Após ser proclamado pelos rebeldes presidente interino em Sorocaba, que foi declarada capital provisória da Província, o Brigadeiro Tobias se encarregou de reunir a chamada Coluna Libertadora, com 1.500 homens, com a qual tentou invadir São Paulo para depor o presidente da Província, o Barão de Monte Alegre.



José da Costa Carvalho (1861)
Acervo/Fonte: Sébastien Auguste Sisson
O Barão de Monte Alegre

Declarou Sorocaba capital provisória e pretendia marchar com seus homens rumo à “verdadeira” capital, São Paulo, para depor o “verdadeiro” presidente da província. Foi acuado no meio do caminho, em Campinas, pelas tropas imperiais do barão de Caxias, o futuro duque de Caxias. Derrotado, teve de fugir para o Rio Grande do Sul, onde foi preso.

Combate de Venda Grande

Hoje, poucos conhecem a história do monumento. Instalado no canteiro central da avenida e rodeado de flores e arbustos, ele é mantido diariamente pelos próprios moradores da área.

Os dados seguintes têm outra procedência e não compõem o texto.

PR #1587, opened 2023-01-14
Create unit tests for cleanup_table

dimberman:
# Description
Currenlty the `test_cleanup` file tests take 16 minutes to run. This is due to many external database calls and file loads/table creations. This is causing us unnecessary expenses and slowing down development as we wait for CI/CD to finish.

## What is the new behavior?
With this PR, we can use the unittest mocking library to mock out any external SQL calls. Since we already know that the SQL calls will work, we can focus purely on whether the astro library generates the correct SQL and deletes the correct tables. This has caused a 50% reduction in run-time (16 minutes to 8 minutes).

In the interest of not making the perfect the enemy of the good, I have opted not to mock out the mapped tasks tests, as those seem more complex and I believe there are lower hanging fruit we can address to reduce CI runtime.

No.

### Checklist


dimberman:
@tatiana @kaxil this reduces the runtime for CI[6] from 16 minutes to 8 minutes. I have a question on how we should handle databridcks since databricks uses a different `run_sql` function so I'm not sure if there's an easy way to handle via mock or if we need a separate function.

python-sdk/tests_integration/sql/operators/test_cleanup.py
```diff
@@ -28,164 +31,123 @@
...
-    SUPPORTED_DATABASES_OBJECTS_WITH_FILE,
-    indirect=True,
-    ids=SUPPORTED_DATABASES,
+    "temp_table",
+    [
+        Table(conn_id="sqlite_conn"),
+        Table(conn_id="snowflake_conn"),
+        Table(conn_id="bigquery"),
+    ],
+    ids=["sqlite", "snowflake", "bigquery"],
```
kaxil, line 44: Should we add Redshift, postgres and delta too?

kaxil:
> @tatiana @kaxil this reduces the runtime for CI[6] from 16 minutes to 8 minutes. I have a question on how we should handle databridcks since databricks uses a different `run_sql` function so I'm not sure if there's an easy way to handle via mock or if we need a separate function.

You could do something like the following:

```python
@pytest.mark.parametrize(
    "temp_table",
    [
        Table(conn_id="sqlite_conn"),
        Table(conn_id="snowflake_conn"),
        Table(conn_id="bigquery"),
        Table(conn_id="databricks_conn"),
    ],
    ids=["sqlite", "snowflake", "bigquery", "databricks"],
)
def test_cleanup_one_table(temp_table):
    module = create_database(temp_table.conn_id)
    with mock.patch(f"{module.__class__.__module__}.{module.__class__.__name__}.run_sql") as mock_run_sql:
        a = aql.cleanup([temp_table])
        a.execute({})
    mock_run_sql.assert_called_once_with(
        drop_table_statement.format("table_name", table_name=temp_table.name)
    )
```

python-sdk/tests_integration/sql/operators/test_cleanup.py
```diff
@@ -28,164 +31,140 @@
...
-    SUPPORTED_DATABASES_OBJECTS_WITH_FILE,
-    indirect=True,
-    ids=SUPPORTED_DATABASES,
+    "temp_table",
+    [
+        Table(conn_id="sqlite_conn"),
+        Table(conn_id="snowflake_conn"),
+        Table(conn_id="bigquery"),
+        Table(conn_id="databricks_conn"),
+        Table(conn_id="redshift_conn"),
```
pankajastro, line 44: look like Postgres is missing here. wondering why Postgres is missing in other tests too, is there any reason for this?

python-sdk/tests_integration/sql/operators/test_cleanup.py
dimberman: added all three

python-sdk/tests_integration/sql/operators/test_cleanup.py
dimberman: added postgres

kaxil (approved):

PR #1588, opened 2023-01-14
move load_file and example_dag tests into their own section

dimberman:
# Description

In trying to optimize the astro SDK CI system, I find that the load_file and example_dag sections are two sections that just can NOT be optimized using the mocking library. The load_file library can not be optimized because we are literally testing whether the files are being properly loaded into the external databases, and the example DAGs need to run exactly to spec so we are sure users can run them as-is.

To handle this limitation while still bringing down the total CI time, we separate the load_file tests and example_dags tests into their own section where we can split them using pytest-split and run them in parallel (where before they would run sequentially on a single worker).

We can now run all load_file tests within 10 minutes across three workers. and example_dag tests in 12 minutes.

### Checklist


python-sdk/.test_durations
```diff
@@ -0,0 +1,70 @@
+{
```
tatiana, line 1: @dimberman are we committing this file intentionally?

tatiana (commented):
LGTM, @dimberman , one minor comment

python-sdk/.test_durations
dimberman: @tatiana yes that file is used by pytest-split to properly balance the tests

python-sdk/tests_integration/sql/operators/test_load_file.py
```diff
@@ -515,7 +505,7 @@ def test_load_file_chunks(sample_dag, database_table_fixture):
         ),
     ],
     indirect=["database_table_fixture"],
-    ids=["Bigquery", "Redshift"],
+    ids=["Redshift"],
```
tatiana, line 508: Why did we remove BQ?

sunank200: +1

sunank200 (approved):

python-sdk/tests_integration/sql/operators/test_load_file.py
dimberman: @tatiana this one test took 5 minutes to complete and as far as I can tell it's not really testing anything that's not already tested (note that code coverage has not changes at all)

python-sdk/.test_durations
feluelle: Nice! ❤️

Rafael Tobias de Aguiar (1845)
Acervo/Fonte: Maximiliano Scholze
O Brigadeiro Tobias

Num pedaço de Campinas que vai aos poucos ganhando urbanização, quase nas bandas do subdistrito de Barão Geraldo e antiga área da Fazenda Santa Genebra, logo após o Campo dos Amarais e o Colégio Técnico Industrial “Conselheiro Antonio Prado”, um marco pouco visível indica o local onde em 7 de junho de 1842 ocorreu o combate da Venda Grande.

Combate, em Campinas?

Sim, exatamente isso! Um combate no qual as tropas imperiais derrotaram forças rebeladas, num movimento deflagrado na Província de São Paulo, sob o comando do brigadeiro Rafael Tobias de Aguiar.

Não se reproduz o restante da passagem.